Extracted records:
Content starts
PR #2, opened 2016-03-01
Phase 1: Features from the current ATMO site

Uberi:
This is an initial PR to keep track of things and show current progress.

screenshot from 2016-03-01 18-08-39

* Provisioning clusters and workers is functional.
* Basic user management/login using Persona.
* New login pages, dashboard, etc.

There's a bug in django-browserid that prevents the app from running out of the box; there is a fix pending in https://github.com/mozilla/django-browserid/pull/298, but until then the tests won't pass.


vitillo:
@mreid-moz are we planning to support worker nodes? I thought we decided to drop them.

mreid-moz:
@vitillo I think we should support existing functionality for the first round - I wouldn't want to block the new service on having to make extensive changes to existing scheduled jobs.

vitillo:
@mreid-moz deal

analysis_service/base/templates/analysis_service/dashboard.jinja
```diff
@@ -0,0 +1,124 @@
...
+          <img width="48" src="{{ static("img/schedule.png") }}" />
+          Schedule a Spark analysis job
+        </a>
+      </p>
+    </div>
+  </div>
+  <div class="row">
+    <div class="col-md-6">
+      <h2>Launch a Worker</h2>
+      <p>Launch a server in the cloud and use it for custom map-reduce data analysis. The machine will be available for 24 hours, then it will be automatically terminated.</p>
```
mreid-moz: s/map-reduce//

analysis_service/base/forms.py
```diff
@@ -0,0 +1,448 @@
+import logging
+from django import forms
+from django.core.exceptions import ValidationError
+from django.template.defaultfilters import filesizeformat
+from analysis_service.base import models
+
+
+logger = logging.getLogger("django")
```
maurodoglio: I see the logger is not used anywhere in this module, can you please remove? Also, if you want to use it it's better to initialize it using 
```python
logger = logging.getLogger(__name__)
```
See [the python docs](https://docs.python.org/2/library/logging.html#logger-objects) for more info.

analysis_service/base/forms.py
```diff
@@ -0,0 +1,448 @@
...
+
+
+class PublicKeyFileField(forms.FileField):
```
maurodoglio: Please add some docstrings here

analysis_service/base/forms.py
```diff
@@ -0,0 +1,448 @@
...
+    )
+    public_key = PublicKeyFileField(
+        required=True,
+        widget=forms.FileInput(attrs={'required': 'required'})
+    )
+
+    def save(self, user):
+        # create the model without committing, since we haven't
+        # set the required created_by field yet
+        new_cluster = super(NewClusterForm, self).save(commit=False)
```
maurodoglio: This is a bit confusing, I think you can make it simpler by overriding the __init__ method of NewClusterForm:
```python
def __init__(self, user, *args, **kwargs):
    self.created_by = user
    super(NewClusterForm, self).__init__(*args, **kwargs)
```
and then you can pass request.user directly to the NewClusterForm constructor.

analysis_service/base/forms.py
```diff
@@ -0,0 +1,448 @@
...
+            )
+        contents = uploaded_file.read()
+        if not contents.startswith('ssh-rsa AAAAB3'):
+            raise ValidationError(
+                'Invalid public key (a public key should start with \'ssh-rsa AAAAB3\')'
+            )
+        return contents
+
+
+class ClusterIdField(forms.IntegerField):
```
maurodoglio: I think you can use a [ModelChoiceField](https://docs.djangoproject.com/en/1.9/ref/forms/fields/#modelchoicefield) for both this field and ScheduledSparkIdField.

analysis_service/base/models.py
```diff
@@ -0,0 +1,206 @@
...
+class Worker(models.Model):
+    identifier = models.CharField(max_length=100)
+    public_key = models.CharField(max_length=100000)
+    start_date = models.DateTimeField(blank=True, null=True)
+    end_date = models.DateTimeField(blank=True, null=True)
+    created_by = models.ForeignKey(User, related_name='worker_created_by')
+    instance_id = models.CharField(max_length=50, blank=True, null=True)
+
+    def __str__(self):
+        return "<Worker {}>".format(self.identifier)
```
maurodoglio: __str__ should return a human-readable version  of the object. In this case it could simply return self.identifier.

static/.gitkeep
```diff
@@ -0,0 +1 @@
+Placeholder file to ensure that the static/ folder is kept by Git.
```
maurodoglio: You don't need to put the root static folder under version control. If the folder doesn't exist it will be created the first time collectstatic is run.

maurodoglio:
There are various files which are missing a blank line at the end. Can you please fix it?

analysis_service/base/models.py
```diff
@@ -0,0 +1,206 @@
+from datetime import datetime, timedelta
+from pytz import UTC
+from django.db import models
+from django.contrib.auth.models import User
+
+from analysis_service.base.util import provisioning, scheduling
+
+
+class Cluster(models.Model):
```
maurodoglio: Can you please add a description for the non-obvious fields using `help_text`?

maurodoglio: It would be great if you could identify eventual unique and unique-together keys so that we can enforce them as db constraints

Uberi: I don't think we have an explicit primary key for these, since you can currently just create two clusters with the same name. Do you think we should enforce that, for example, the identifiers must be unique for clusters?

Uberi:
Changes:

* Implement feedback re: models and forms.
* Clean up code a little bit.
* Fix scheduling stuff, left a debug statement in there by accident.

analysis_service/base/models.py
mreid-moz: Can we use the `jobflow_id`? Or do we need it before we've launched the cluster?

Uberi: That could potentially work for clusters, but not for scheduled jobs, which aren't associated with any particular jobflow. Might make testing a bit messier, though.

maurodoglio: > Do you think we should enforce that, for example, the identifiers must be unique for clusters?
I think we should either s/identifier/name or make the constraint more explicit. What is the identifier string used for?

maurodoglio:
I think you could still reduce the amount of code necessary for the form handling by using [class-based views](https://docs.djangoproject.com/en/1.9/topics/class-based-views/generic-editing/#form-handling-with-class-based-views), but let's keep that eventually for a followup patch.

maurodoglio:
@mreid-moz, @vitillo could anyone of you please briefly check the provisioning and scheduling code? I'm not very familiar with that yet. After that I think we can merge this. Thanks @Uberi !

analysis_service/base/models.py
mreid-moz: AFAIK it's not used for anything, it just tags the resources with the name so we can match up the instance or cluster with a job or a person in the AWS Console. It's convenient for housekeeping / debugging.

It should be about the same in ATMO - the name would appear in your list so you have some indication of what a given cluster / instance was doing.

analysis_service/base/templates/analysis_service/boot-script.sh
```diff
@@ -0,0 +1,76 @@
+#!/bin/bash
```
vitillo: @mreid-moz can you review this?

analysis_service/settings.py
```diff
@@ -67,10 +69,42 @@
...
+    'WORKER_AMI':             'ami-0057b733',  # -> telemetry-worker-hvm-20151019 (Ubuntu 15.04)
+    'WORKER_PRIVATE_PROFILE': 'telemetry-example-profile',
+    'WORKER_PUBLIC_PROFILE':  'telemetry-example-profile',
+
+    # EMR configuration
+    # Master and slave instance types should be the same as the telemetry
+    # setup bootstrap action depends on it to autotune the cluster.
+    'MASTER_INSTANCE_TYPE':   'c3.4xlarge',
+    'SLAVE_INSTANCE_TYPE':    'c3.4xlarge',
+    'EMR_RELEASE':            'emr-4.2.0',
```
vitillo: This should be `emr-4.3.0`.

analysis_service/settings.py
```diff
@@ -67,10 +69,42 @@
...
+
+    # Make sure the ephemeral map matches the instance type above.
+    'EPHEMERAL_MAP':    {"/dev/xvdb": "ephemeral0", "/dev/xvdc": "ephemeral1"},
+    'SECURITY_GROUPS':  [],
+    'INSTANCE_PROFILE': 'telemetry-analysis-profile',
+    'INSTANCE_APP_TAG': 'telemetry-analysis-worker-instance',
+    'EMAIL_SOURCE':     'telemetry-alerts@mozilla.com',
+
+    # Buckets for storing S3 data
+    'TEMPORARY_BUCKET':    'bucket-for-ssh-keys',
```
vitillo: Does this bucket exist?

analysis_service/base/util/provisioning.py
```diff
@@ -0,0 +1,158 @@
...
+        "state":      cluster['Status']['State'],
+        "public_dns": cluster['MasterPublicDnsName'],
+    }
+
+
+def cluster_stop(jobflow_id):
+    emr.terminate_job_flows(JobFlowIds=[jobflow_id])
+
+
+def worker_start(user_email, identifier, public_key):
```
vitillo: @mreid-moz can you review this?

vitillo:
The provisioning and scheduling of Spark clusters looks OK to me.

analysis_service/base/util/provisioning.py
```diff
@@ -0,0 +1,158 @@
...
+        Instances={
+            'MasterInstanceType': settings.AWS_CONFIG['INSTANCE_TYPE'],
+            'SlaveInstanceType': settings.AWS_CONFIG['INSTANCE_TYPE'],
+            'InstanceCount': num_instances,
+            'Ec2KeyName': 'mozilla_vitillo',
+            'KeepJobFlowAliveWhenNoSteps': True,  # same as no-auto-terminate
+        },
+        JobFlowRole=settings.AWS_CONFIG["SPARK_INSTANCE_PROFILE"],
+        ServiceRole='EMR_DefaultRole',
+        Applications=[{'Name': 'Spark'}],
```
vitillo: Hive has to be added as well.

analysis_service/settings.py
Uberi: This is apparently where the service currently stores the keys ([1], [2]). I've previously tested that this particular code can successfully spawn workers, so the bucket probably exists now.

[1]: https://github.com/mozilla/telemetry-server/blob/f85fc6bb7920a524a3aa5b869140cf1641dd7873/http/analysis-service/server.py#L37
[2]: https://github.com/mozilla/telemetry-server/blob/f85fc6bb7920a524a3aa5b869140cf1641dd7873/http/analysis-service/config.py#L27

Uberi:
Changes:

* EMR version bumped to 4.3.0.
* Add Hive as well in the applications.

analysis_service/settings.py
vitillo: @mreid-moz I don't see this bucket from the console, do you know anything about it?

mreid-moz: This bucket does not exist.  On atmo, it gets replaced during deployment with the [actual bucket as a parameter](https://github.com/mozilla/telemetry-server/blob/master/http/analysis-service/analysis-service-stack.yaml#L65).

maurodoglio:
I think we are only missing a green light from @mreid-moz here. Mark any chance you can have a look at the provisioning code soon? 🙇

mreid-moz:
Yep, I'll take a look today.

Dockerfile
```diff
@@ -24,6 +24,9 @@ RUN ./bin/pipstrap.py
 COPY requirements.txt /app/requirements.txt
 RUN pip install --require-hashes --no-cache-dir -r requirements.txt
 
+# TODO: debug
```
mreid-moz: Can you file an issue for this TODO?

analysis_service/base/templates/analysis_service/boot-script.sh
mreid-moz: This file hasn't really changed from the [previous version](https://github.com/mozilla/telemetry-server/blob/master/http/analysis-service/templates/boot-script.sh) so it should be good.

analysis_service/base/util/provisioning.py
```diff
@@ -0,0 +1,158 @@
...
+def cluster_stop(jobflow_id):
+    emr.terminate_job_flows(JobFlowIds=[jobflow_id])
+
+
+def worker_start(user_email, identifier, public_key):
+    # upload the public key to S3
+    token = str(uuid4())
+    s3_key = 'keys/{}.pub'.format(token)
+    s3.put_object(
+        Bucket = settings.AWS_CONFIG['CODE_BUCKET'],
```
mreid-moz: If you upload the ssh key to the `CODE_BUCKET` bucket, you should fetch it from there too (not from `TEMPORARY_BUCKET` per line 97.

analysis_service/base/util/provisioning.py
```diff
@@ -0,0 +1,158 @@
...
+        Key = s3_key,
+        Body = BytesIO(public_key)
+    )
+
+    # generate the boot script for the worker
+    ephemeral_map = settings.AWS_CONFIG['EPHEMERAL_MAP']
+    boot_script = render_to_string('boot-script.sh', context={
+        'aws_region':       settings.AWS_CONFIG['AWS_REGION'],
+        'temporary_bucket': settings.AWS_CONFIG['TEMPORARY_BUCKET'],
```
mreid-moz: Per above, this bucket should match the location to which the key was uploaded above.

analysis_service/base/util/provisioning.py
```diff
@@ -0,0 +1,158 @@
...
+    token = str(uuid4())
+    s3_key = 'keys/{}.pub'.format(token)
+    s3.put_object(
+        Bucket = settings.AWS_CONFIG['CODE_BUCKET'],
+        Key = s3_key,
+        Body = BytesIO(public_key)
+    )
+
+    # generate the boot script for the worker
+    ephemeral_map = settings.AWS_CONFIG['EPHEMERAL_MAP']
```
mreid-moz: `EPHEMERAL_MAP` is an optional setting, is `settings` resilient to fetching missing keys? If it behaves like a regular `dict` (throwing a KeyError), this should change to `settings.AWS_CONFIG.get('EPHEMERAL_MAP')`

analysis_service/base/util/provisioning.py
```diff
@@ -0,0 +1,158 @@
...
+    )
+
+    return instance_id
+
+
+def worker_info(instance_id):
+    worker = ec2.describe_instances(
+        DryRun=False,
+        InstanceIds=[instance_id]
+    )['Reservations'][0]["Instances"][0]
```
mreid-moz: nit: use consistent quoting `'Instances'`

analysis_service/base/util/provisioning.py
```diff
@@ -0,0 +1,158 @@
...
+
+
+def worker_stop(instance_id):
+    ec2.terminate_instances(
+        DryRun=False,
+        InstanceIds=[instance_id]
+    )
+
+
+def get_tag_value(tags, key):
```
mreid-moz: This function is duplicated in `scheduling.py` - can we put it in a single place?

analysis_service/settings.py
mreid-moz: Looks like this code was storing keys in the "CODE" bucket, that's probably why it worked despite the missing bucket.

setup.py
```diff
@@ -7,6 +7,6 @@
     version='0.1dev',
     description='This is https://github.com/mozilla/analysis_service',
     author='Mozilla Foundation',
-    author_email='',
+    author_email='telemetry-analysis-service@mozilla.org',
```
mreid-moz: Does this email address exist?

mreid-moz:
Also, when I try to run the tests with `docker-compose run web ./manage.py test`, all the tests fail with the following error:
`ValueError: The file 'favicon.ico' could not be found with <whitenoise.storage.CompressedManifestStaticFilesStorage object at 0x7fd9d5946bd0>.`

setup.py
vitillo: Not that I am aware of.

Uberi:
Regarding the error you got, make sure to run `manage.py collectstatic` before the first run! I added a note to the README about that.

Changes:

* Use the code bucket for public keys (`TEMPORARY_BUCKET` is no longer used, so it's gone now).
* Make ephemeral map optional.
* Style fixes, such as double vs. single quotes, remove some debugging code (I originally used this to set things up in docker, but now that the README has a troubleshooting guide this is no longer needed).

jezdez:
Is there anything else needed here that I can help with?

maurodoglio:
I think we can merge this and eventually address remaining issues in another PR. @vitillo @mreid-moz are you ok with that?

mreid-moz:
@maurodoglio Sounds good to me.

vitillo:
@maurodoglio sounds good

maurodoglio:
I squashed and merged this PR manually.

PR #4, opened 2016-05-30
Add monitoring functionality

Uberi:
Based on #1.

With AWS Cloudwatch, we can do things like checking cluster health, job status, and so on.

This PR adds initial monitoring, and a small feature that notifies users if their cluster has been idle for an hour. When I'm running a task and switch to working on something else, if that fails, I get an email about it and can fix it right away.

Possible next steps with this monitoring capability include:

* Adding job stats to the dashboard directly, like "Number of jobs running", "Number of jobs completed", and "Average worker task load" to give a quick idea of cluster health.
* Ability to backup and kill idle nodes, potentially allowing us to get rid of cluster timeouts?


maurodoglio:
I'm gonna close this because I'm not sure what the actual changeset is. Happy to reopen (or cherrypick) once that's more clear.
Content ends
◆ **Exercise directions**
If a line in the records above contains "DateTimeField", copy that line.

◆ **Exercise output**
+    start_date = models.DateTimeField(blank=True, null=True)
+    end_date = models.DateTimeField(blank=True, null=True)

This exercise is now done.